Behavioral/Systems/Cognitive
Two GABAergic Neurons Mediate Reversal Learning in Flies
Qingzhong Ren, Hao Li, Yanying Wu, Jing Ren, and Aike Guo
(see pages 11524–11538)
Animals must learn how to secure rewards and avoid punishment while remaining flexible enough to change their behavior when contingencies change. This flexibility is studied using reversal learning tasks: two cues are presented, one of which is associated with reward or punishment; after the association is learned, the reward or punishment is instead paired with the formerly neutral cue. To investigate the neural bases of such learning in Drosophila, Ren et al. used a visual discrimination task in which orientation toward one cue resulted in punishment. Normal flies quickly learned both the initial and the reversed association, but reversal learning was blocked by knocking down either GABAA receptors in the mushroom bodies or GABA synthesis in a single pair of giant GABAergic neurons that innervate the mushroom bodies. Remarkably, these treatments were specific for reversal learning: initial learning, extinction, and learning to discriminate between two novel stimuli remained intact.
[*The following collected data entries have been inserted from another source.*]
PR #1445, opened 2021-06-20
RD-1766 redesign ci workflow stage

yuvlar:
Suggested changes to Cloudify-stage in order to reduce the build runtime

Tweaked the changes a bit,
In order to decrease the build time even more, we'll need to do caching (next task)


jenkins/Jenkinsfile
```diff
@@ -22,37 +22,101 @@ pipeline {
...
+        stage('Prepare'){
+          steps {
+            container('node'){
+              dir("${STAGE_DIR}/conf") {
+                withVault([configuration: configuration, vaultSecrets: secrets]) {
+                  sh """
+                    jq '.maps.accessToken = "${env.MAPS_ACCESS_TOKEN}"' app.json > app.json.tmp && mv app.json.tmp app.json
+                  """
+                }
+                dir("${STAGE_DIR}") {
```
Gelio, line 58: Technically this is not 1-1 with https://cawemo.com/share/06df993a-57bc-4926-8741-d6b81025068f as building the RPM can start before `npm run beforebuild` is done :slightly_smiling_face: 

Is it what you agreed on with @qooban?

jenkins/Jenkinsfile
```diff
@@ -93,37 +157,15 @@ pipeline {
...
-            sh 'sudo rm -rf /var/lib/apt/lists/* && sudo apt update && sudo apt install postgresql-client'
-            sh 'echo \'{"app":{"ssl":{"ca":null},"logLevelConf":"","logLevel":"debug"}}\' > conf/me.json'
-            sh 'npm run test:backend'
-          }
-        }
-      }
-    }
     stage('Run Tests') {
       parallel {
         stage('Size') {
```
Gelio, line 171: Shouldn't this be removed? We already have a size check in the `Run Builds & Build RPM` stage :slightly_smiling_face:

jenkins/Jenkinsfile
```diff
@@ -157,34 +199,19 @@ pipeline {
             }
```
Gelio, line 199: I can't comment in the `Docs` stage directly, but if I'm not mistaken, it can also be parallelized, so it can be moved to the `parallel` block in the `Run Builds & Build RPM` stage :slightly_smiling_face:

Gelio (changes requested):
This looks great :+1: 

I know you said that this improves the time by 5 minutes. Does it mean the job now runs in ~10 mins instead of ~15? That would be awesome :smile: 

I believe `.DS_Store` was committed by mistake, which is why I'm marking this as _request changes_ :slightly_smiling_face:

jenkins/Jenkinsfile
yuvlar: npm run size does run in Build stage already, let me know if it can be removed

jenkins/Jenkinsfile
yuvlar: Basically yes, but it has a command there to delete a folder that the tests use, so it crashes.
If it doesn't need to delete the folder that'll be great, let me know what you think

jenkins/Jenkinsfile
yuvlar: right, it wasn't possible to do it exactly like the diagram.
I could put the RPM stage before, but that would increase the build time

jenkins/Jenkinsfile
yuvlar: nvm, my bad, I put it twice.
will be fixed

jenkins/Jenkinsfile
Gelio: I see, no worries :slightly_smiling_face: We can leave it as-is if that's faster

I'm curious, though, as it would seem to me that running an independent step (building the RPM) earlier and in parallel would make the overall process finish sooner. Is it because there's not enough parallelization possible in the build system that it is overall slower? :thinking: 

I mean, just looking at the `Jenkinsfile` code I believe we could add more parallelism and try to do it just like the diagram, but I am not an expert in Jenkins :smile: I simply do not see the limitations that make the diagram impossible/hard to implement :thinking:

jenkins/Jenkinsfile
```diff
@@ -22,37 +22,54 @@ pipeline {
...
-          dir("${stage_dir}/conf") {
-            withVault([configuration: configuration, vaultSecrets: secrets]) {
-              sh """
-                jq '.maps.accessToken = "${env.MAPS_ACCESS_TOKEN}"' app.json > app.json.tmp && mv app.json.tmp app.json
-              """
+    stage('Prepare & Audit master'){
+      parallel{
+        stage('Audit'){
+          when {
+            branch "master"
```
Gelio, line 36: Just FYI, we will have conflicts with #1446 :smile:

jenkins/Jenkinsfile
```diff
@@ -22,37 +22,54 @@ pipeline {
...
+                }
+              }
+              echo 'prepare test folder'
+              sh "mkdir -p ${WORKSPACE}/test && cp -rf ${WORKSPACE}/${STAGE_DIR}/. ${WORKSPACE}/test"
+              dir("${WORKSPACE}/test"){
+                echo 'Run static code analysis and code style check'
+                sh 'npm run lint'
+
+                echo 'Check TypeScript types'
+                sh 'npm run check-types'
```
Gelio, line 72: Theoretically, these two can run in parallel :slightly_smiling_face: Not sure if that helps

jenkins/Jenkinsfile
```diff
@@ -93,33 +110,37 @@ pipeline {
...
-            sh 'npm run check-types'
-
-            echo 'Run frontend tests'
-            sh 'npm run test:frontend'
-
-            echo 'Run backend tests'
-            sh 'sudo rm -rf /var/lib/apt/lists/* && sudo apt update && sudo apt install postgresql-client'
-            sh 'echo \'{"app":{"ssl":{"ca":null},"logLevelConf":"","logLevel":"debug"}}\' > conf/me.json'
-            sh 'npm run test:backend'
+    stage('Run Builds & Build RPM') {
```
Gelio, line 122: This should probably say

```suggestion
    stage('Run tests') {
```

as the build step happens way earlier :slightly_smiling_face:

jenkins/Jenkinsfile
Gelio: Interesting :smile: I believe it does not need to delete that `test` directory. Generally, if I'm not mistaken, it looks like some stages copy the whole project to a separate directory (e.g. `${workspace}/test`) and then run some commands there. Thus, the removal of the test directory is something that is only required by the build system.

We could even clean it up a bit and make each stage clean up after itself. The structure would then be like this, for example for docs:

```jenkinsfile
        stage('Docs'){
          steps {
            container('node'){
              sh "mkdir -p ${WORKSPACE}/docs && cp -rf ${WORKSPACE}/${stage_dir}/. ${WORKSPACE}/docs"
              dir("docs") {
                echo 'Generate widgets documentation'
                sh 'npm run docWidgets'

                echo 'Check if widgets documentation is up to date'
                sh 'git diff --exit-code ./widgets'

                echo 'Check if cloudify-ui-components version is the same as in official documentation'
                sh 'npm run docCheck'
              }
              sh 'rm -rf ${WORKSPACE}/docs'
            }
          }
        }
```

I believe this makes the stage:
1. Create a copy of the project to run the commands in isolation
2. Run the commands
3. Clean up

It would solve the problem of some stages trying to clean other stage's copies (e.g. `docs` trying to clean up `tests`) :slightly_smiling_face: 

Then, we could parallelize almost all the stages, just as in https://cawemo.com/share/06df993a-57bc-4926-8741-d6b81025068f

Gelio (changes requested):
Looks definitely better, but I am wondering if we could squeeze even more parallelism :smile: 

Also, take a look at my previous review summary, because:

> I believe `.DS_Store` was committed by mistake, which is why I'm marking this as _request changes_

:slightly_smiling_face: 

We could also have a quick call to discuss the parallelism issues that I am not seeing :slightly_smiling_face:

Gelio (approved):
LGTM! :smile: 

Just FYI, we will most likely need the same changes cherry-picked to 6.1.0-build :slightly_smiling_face:

kubama:
Seeing an in-depth review done by @Gelio I'll opt out of reviewing myself.

jenkins/Jenkinsfile
```diff
@@ -22,38 +22,55 @@ pipeline {
...
+              }
             }
           }
         }
-      }
-    }
-    stage('Run Builds') {
-      parallel {
-        stage('Build') {
+        stage('Prepare & run lint&check-types tests'){
```
warolv, line 50: Can you put more human-readable text?:-)

jenkins/build-pod.yaml
```diff
@@ -8,32 +8,32 @@ spec:
...
+  - name: node
+    image: circleci/node:12.22.1-browsers
     resources:
       requests:
         cpu: 1.5
-        memory: 3Gi
+        memory: 8Gi
+        ephemeral-storage: "15Gi"
       limits:
-        cpu: 1.5
```
warolv, line 18: not QOS anymore?

warolv (changes requested):

jenkins/Jenkinsfile
Gelio: An example could be `Install dependencies and execute basic checks`

Gelio (changes requested):
The Jenkinsfile looks good. I have no clue about `build-pod` though. Also, please revert `.DS_Store` :smile: Aside from that, cool!

jenkins/build-pod.yaml
yuvlar: It will be Burstable QoS, because in one parallel part, only the node container is used, and it should utilize the instance resources.
According to k8s, a higher cpu limit than the instance has won't evict the pod, but just might delay some processes.
I'll keep an eye on it anyway and if it'll cause issues I'll revert the limits to be like the requests

jenkins/Jenkinsfile
yuvlar: Will do and request a new review

Gelio (changes requested):
I believe you may be missing [all](https://github.com/cloudify-cosmo/cloudify-stage/pull/1445#pullrequestreview-688113983) [my](https://github.com/cloudify-cosmo/cloudify-stage/pull/1445#pullrequestreview-689093770) [comments](https://github.com/cloudify-cosmo/cloudify-stage/pull/1445#pullrequestreview-690540991) about removing `.DS_Store` :slightly_smiling_face: Please remove it, we don't want it in the repo :smile:

warolv (approved):
Looks good!

Gelio (approved):
LGTM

The percentage of time (y-axis) normal flies spent orienting toward different visual targets (z-axis) across trials (x-axis). After 6 baseline trials, punishment was associated with orientation toward an upright T for 10 trials. Punishment was then associated with the inverted T. Flies avoided the punished direction before and after reversal. See the article by Ren et al. for details.
Neurobiology of Disease
NF-κB Impairs Ciliogenesis, Causing Hydrocephalus
Michael Lattke, Alexander Magnutzki, Paul Walther, Thomas Wirth, and Bernd Baumann
(see pages 11511–11523)
Hydrocephalus is an accumulation of CSF that enlarges the cerebral ventricles and can impair development and function of adjacent brain regions. It typically results from increased CSF production, reduced absorption, or obstruction of CSF circulation. Although hydrocephalus often develops in association with neuroinflammation, the link between these phenomena is poorly understood. Lattke et al. examined this relationship in mice that conditionally expressed a constitutively active form of the IκB kinase complex (IKK2) in astrocytes and some ependymal cells. IKK2 activates nuclear factor κB (NF-κB), a transcription factor that triggers neuroinflammation. Early postnatal transgene expression activated NF-κB and caused upregulation of NF-κB target genes. This led to massive infiltration of macrophages into the ventricles, hydrocephalus formation, and abnormal hippocampal development. Neither obstruction of CSF flow nor fibrosis that could impair CSF resorption was detected; instead, poor development of cilia on ependymal cells that line the ventricles and promote CSF movement was the apparent cause of hydrocephalus.